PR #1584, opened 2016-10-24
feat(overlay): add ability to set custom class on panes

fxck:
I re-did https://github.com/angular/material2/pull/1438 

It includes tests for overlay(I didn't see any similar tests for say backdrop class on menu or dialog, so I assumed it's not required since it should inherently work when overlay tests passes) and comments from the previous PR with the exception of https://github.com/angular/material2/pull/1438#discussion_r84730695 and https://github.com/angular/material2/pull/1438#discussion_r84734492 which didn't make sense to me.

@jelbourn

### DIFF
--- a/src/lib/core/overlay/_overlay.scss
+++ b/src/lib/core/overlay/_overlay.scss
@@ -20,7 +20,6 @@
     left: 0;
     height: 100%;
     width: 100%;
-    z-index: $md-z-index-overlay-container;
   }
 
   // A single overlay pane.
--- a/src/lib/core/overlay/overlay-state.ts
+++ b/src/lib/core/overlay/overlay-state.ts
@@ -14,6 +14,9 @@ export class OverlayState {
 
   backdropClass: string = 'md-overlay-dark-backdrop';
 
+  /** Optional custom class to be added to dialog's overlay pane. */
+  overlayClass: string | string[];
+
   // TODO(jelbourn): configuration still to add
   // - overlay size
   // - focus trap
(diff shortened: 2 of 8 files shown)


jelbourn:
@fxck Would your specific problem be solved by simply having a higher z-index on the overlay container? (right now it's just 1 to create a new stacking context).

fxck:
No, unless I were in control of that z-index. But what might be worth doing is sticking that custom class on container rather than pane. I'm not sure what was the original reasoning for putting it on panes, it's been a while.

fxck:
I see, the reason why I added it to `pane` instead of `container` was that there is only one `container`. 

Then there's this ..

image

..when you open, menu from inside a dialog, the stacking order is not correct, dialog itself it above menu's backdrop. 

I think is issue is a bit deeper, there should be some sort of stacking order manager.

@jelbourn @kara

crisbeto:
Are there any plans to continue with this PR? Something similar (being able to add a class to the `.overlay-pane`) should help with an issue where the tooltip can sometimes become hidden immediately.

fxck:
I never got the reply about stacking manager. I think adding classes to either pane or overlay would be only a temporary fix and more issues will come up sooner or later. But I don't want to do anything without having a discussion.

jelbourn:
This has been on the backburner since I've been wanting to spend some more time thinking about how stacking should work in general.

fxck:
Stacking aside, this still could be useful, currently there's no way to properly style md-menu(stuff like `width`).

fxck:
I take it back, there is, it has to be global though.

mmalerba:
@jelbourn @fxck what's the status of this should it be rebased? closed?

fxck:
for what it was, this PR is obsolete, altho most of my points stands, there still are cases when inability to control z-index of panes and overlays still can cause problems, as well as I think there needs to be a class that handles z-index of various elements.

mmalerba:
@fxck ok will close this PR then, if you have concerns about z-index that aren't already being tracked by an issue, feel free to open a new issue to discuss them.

....................

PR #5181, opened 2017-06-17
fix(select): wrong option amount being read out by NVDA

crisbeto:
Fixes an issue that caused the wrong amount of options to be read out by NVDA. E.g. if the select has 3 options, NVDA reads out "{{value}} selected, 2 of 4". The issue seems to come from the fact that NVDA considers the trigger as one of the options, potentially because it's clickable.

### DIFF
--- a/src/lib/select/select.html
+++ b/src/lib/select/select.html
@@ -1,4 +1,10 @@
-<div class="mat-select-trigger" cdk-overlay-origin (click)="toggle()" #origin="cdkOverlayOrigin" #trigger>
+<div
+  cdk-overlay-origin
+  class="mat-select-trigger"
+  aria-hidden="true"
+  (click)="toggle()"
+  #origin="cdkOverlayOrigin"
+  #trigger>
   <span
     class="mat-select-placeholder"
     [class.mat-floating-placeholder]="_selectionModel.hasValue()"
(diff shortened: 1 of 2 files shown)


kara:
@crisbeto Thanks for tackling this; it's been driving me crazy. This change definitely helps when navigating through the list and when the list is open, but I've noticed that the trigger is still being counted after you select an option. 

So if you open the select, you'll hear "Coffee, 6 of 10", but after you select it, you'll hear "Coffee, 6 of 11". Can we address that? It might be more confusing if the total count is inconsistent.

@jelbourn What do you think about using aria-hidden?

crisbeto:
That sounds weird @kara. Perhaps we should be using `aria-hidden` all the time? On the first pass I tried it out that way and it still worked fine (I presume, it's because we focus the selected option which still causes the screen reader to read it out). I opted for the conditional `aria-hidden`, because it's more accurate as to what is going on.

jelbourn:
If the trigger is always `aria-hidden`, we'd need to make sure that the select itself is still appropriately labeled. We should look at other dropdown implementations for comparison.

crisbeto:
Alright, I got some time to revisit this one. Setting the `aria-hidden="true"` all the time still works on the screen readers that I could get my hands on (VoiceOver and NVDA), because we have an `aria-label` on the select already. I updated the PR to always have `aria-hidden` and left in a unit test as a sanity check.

....................

§ **What you should do**
Read the material above and copy out each line holding "html".

§ **Result of this exercise**
--- a/src/lib/select/select.html
+++ b/src/lib/select/select.html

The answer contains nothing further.